EXERCISE OBJECTIVE
Which of the lines in the data mention the string "tsconfig"? List them all.
[[ DATA TO PROCESS open ]]
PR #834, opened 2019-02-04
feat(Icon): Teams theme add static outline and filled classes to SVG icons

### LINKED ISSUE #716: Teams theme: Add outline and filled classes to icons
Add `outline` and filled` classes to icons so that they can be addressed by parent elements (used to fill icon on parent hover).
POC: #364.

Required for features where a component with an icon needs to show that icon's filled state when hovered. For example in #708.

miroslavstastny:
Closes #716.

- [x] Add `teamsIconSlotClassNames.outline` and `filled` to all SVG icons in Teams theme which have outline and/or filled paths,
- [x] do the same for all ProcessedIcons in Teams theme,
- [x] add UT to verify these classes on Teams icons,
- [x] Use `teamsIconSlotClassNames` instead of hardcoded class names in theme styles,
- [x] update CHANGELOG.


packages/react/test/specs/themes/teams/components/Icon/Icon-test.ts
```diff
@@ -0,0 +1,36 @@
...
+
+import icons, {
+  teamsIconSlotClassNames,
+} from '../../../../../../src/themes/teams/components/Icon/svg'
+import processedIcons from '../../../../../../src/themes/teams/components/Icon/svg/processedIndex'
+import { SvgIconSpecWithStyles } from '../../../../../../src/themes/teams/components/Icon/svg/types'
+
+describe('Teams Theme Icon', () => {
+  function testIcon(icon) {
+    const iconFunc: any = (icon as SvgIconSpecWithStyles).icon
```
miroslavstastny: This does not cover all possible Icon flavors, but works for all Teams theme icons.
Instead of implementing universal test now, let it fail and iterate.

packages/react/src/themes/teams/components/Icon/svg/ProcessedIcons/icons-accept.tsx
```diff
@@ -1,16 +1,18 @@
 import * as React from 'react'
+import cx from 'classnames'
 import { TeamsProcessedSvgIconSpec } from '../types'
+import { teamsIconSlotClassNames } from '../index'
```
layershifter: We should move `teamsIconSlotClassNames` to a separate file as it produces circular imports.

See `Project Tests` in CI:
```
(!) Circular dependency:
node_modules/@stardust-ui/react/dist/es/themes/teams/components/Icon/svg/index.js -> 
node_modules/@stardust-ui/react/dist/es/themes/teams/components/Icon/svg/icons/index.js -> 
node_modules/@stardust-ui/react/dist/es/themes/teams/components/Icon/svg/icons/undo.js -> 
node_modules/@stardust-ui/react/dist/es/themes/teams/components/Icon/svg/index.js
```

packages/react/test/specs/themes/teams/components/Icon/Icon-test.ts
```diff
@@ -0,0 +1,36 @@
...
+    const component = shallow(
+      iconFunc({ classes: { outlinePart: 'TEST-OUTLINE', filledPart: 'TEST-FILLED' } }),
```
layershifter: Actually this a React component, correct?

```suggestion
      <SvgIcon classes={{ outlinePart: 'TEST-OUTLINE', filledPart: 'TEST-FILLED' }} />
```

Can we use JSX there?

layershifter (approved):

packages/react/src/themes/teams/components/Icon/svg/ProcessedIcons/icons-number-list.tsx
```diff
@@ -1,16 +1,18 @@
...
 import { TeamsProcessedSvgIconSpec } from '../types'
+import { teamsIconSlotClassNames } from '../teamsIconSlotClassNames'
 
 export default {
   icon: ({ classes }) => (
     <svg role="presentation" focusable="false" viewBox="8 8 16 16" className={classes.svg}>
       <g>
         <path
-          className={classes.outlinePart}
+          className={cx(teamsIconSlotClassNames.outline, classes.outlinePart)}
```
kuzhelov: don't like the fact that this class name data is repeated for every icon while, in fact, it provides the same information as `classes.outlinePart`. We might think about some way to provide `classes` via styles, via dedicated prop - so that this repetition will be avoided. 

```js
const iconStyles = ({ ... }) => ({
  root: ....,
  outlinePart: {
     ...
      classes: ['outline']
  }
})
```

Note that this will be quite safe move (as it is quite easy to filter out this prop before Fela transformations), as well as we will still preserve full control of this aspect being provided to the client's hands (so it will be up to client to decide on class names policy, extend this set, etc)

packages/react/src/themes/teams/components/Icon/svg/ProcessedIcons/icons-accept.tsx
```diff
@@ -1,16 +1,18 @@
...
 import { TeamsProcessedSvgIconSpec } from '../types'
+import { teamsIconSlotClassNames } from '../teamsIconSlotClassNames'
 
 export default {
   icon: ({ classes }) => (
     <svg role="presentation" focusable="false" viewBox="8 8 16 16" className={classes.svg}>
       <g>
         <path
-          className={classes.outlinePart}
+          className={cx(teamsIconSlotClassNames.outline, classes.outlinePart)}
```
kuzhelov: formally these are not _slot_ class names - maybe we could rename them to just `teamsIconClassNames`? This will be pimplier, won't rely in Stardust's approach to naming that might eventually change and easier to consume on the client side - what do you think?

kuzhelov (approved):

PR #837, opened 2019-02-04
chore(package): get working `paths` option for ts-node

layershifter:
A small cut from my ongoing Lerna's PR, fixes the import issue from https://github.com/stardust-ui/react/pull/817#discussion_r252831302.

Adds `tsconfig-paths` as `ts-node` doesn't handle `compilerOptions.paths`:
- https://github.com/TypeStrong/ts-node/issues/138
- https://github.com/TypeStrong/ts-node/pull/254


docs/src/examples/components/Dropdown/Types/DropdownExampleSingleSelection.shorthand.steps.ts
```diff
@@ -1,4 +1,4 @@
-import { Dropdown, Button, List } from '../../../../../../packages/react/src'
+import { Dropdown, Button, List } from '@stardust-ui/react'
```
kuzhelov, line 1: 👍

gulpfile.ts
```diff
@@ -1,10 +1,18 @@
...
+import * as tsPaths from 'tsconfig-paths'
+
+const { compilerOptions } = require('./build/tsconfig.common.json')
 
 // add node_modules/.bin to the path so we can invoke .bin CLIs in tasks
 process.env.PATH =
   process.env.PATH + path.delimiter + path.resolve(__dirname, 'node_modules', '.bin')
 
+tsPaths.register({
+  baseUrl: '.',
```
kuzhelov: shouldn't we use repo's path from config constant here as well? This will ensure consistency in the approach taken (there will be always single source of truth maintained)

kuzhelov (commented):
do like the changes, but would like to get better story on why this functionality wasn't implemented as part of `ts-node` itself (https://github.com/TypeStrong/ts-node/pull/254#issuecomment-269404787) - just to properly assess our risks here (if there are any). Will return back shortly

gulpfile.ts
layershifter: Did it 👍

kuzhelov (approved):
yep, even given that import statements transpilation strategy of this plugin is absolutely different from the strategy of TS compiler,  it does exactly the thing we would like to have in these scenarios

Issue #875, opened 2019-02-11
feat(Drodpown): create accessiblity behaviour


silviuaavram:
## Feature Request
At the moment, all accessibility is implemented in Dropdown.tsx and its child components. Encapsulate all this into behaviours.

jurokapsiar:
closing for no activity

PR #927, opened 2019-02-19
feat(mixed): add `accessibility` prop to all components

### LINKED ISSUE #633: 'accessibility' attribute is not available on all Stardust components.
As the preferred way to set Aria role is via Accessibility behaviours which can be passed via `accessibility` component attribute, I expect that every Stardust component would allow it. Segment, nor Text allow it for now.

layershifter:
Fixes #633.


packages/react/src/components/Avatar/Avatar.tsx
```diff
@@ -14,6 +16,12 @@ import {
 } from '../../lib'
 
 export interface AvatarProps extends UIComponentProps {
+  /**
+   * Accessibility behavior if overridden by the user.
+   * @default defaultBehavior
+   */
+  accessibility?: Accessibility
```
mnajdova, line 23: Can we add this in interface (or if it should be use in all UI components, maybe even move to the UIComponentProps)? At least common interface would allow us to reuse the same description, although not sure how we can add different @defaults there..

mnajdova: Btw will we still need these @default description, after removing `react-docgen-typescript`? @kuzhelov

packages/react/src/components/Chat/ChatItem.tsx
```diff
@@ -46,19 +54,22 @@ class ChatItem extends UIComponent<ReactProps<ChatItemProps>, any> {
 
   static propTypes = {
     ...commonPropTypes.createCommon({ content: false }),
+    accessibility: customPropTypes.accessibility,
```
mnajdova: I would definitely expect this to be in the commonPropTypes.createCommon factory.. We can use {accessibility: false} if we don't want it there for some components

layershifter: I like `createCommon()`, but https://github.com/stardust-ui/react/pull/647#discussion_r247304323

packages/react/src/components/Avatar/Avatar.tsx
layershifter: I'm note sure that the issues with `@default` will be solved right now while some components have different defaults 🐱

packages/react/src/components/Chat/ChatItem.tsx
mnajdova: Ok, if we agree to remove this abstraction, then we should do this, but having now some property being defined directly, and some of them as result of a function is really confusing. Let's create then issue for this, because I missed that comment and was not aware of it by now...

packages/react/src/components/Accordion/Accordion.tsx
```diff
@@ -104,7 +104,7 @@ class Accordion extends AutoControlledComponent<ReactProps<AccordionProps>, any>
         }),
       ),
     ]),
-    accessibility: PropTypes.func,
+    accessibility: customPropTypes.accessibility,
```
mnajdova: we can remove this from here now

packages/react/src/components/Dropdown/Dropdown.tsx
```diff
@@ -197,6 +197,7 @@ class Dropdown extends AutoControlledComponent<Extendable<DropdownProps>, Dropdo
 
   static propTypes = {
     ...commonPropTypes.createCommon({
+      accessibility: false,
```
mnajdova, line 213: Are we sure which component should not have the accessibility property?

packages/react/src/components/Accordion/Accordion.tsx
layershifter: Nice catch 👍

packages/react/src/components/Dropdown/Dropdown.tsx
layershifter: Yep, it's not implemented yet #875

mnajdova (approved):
[[ DATA TO PROCESS closed ]]
SOLUTION TO THIS TASK
Adds `tsconfig-paths` as `ts-node` doesn't handle `compilerOptions.paths`:
+import * as tsPaths from 'tsconfig-paths'
+const { compilerOptions } = require('./build/tsconfig.common.json')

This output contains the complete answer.